Thursday, 24 January 2008

Happy New Year. What do you mean, I'm late?

Ok, so it's been too long, but nevertheless here's wishes for a happy new year to all readers.

I hadn't realised it had been over a month, but there you are. Somehow I don't think you'll get a blow-by-blow account of all the doings, although for my memory's sake as much as anything else, I will say this: "Treat Midnight Service at Christmas as if it's a Sunday Service and try to rota people to do things. And remember to say thank you for all the things people do do without asking for recognition, and without whom things get rather hairy." You know who you are!

Long time back someone, I think it was Maggi, commented about how good a habit it was to write something daily if you aspired to be a writer, and that blogs were a good medium for that. And it's true. But they aren't the only medium, and since I got enticed into being an administrator for the Eshraval game I occasionally mention, a lot of my spare time has been focussed there. I was on the brink of quitting it entirely just before Christmas, and just before I could sound someone out about it all everything changed. In the week after Christmas serious creativity returned too, which is good news.... even if it does feel like it's waning again in the face of work pressures. (It really is very difficult to do two half jobs without feeling compelled to turn them into two-thirds jobs. It involves learning to stubbornly say "no", ring-fencing your time, being prepared to disappoint people - especially yourself, and accepting your limits.)

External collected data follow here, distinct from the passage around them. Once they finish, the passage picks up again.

PR #2287, opened 2026-04-25
fix(bedrock): strip think tags and fix reask crash for reasoning models

### LINKED ISSUE #2076: Allow MD_JSON for bedrock client

octo-patch:
Fixes #2076

## Problem

Reasoning models on AWS Bedrock (e.g. Kimi K2 Thinking) prefix their text response with a `<think>...</think>` block before emitting the actual JSON. The JSON extractor (`extract_json_from_codeblock`) finds the first `{` and last `}` in the whole response, which may land inside the think block and produce invalid JSON. This causes repeated validation failures and costly retries.

A second related bug: when `Mode.MD_JSON` is used with `from_bedrock()` and a validation error fires, `reask_md_json` tries to access `response.choices[0]`. Bedrock responses are plain dicts (no `.choices`), so this raises:
```
AttributeError: 'dict' object has no attribute 'choices'
```
Because `dict` also lacks `.choices`, Bedrock responses were incorrectly hitting the stream-response branch and the assistant turn was silently dropped from the retry message list.

## Solution

**1. Think-tag stripping** (`instructor/processing/function_calls.py`)
- `parse_bedrock_json` (used by `BEDROCK_JSON` mode): strip `<think>…</think>` before code-block extraction and JSON parse.
- `_extract_text_content` (used by `parse_json` / `MD_JSON` mode): strip think tags when the completion is a Bedrock dict.

**2. Bedrock-aware reask** (`instructor/providers/openai/utils.py`)
- `reask_md_json`: check for Bedrock dict responses (`isinstance(response, dict) and "output" in response`) *before* the stream-response guard so they are handled with the correct Bedrock message format instead of crashing.

## Testing

9 new unit tests in `tests/llm/test_bedrock/test_think_tags.py` cover:
- Plain JSON with no think tags (regression guard)
- Think tags before JSON
- Think tags that themselves contain braces (the core failure case)
- Think tags combined with markdown code-fence responses
- Multi-line think blocks
- `_extract_text_content` stripping for the MD_JSON path
- `reask_md_json` with a Bedrock dict response (asserts correct Bedrock-format correction message)
- `reask_md_json` with a normal OpenAI response (unchanged behavior)

```
9 passed in 26.82s
```

### DIFF
--- a/CHANGELOG.md
+++ b/CHANGELOG.md
@@ -10,6 +10,8 @@ Versioning: [Semantic Versioning](https://semver.org/spec/v2.0.0.html)
 ## [Unreleased]
 
 ### Fixed
+- **Bedrock**: Strip `<think>...</think>` blocks from Bedrock responses in both `BEDROCK_JSON` and `MD_JSON` modes before JSON extraction, fixing parse failures with reasoning models such as Kimi K2 Thinking ([#2076](https://github.com/567-labs/instructor/issues/2076))
+- **Bedrock/MD_JSON**: `reask_md_json` no longer raises `AttributeError: 'dict' object has no attribute 'choices'` when retrying after a validation failure with a Bedrock converse dict response ([#2076](https://github.com/567-labs/instructor/issues/2076))
 - **Templating (GenAI/VertexAI)**: `process_message` no longer crashes with `TypeError: Can't compile non template nodes` when multimodal messages contain image/URI/bytes Parts alongside `validation_context`. Non-text Parts (where `part.text` is `None`) now pass through unchanged. ([#2253](https://github.com/567-labs/instructor/issues/2253))
 
 ---
--- a/instructor/processing/function_calls.py
+++ b/instructor/processing/function_calls.py
@@ -71,7 +71,9 @@ def _extract_text_content(completion: Any) -> str:
     # Bedrock format
     if isinstance(completion, dict) and "output" in completion:
         try:
-            return completion.get("output").get("message").get("content")[0].get("text")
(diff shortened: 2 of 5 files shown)


jordandunmire97-ai (approved):

jxnl:
Reviewed for merge readiness. This is the right scoped PR for #2076 and should stay open: it handles both the `<think>...</think>` parsing failure and the Bedrock dict retry crash. It is currently conflicting, mostly around changelog/current parser code, so it needs a rebase/refresh and CI before merge. One cleanup I would make while rebasing: avoid duplicating think-tag stripping helpers across modules unless both are actually used.

jordandunmire97-ai (approved):

jxnl:
Rebuilt this on the current v2 Bedrock handler in #2514, with credit to @octo-patch. Current `main` already contains the Bedrock-dict reask path; the canonical PR replaces the remaining provider-local JSON regex with the shared last-complete-JSON extractor, preserves escaped content, and adds caller-input immutability regressions. Keeping this PR open until #2514 reaches `main`, then it can close as superseded.

jxnl:
Closing this PR as superseded by #2514. Current `main` already contains the Bedrock dict-reask correction from this patch; #2514 carries the remaining reasoning-prefixed JSON fix on the current v2 handler by reusing the shared JSON extractor, with deterministic regression coverage and a fully green matrix. Credit is retained in #2514. Issue #2076 remains open until the fix reaches `main`.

Those who know me by now will realise that it's at about this point in the post that I finally get around to what I was going to type, and while I've had a good set of questions from a regular reader over Facebook which I may, or may not answer here (see, I'm not ignoring you), all I really wanted to comment on was this...

It's funny how language works, or is interpreted. For example I saw a van a few days ago identifying itself as belonging to the "Reverse Logistics Division." Now I know, I think, what "logistics" are. But "reverse logistics"?

Is that something about sending the wrong parcel to the wrong person in the wrong place and at the wrong time?